**WHAT IS NEEDED**
At the line containing "- Revert back", begin repeating lines exactly, and stop only after the final line of the records below.

Stored data entries
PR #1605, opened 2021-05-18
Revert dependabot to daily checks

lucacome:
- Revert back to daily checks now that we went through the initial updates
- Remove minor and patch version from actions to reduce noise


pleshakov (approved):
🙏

**ANSWER**
- Revert back to daily checks now that we went through the initial updates
- Remove minor and patch version from actions to reduce noise


pleshakov (approved):
🙏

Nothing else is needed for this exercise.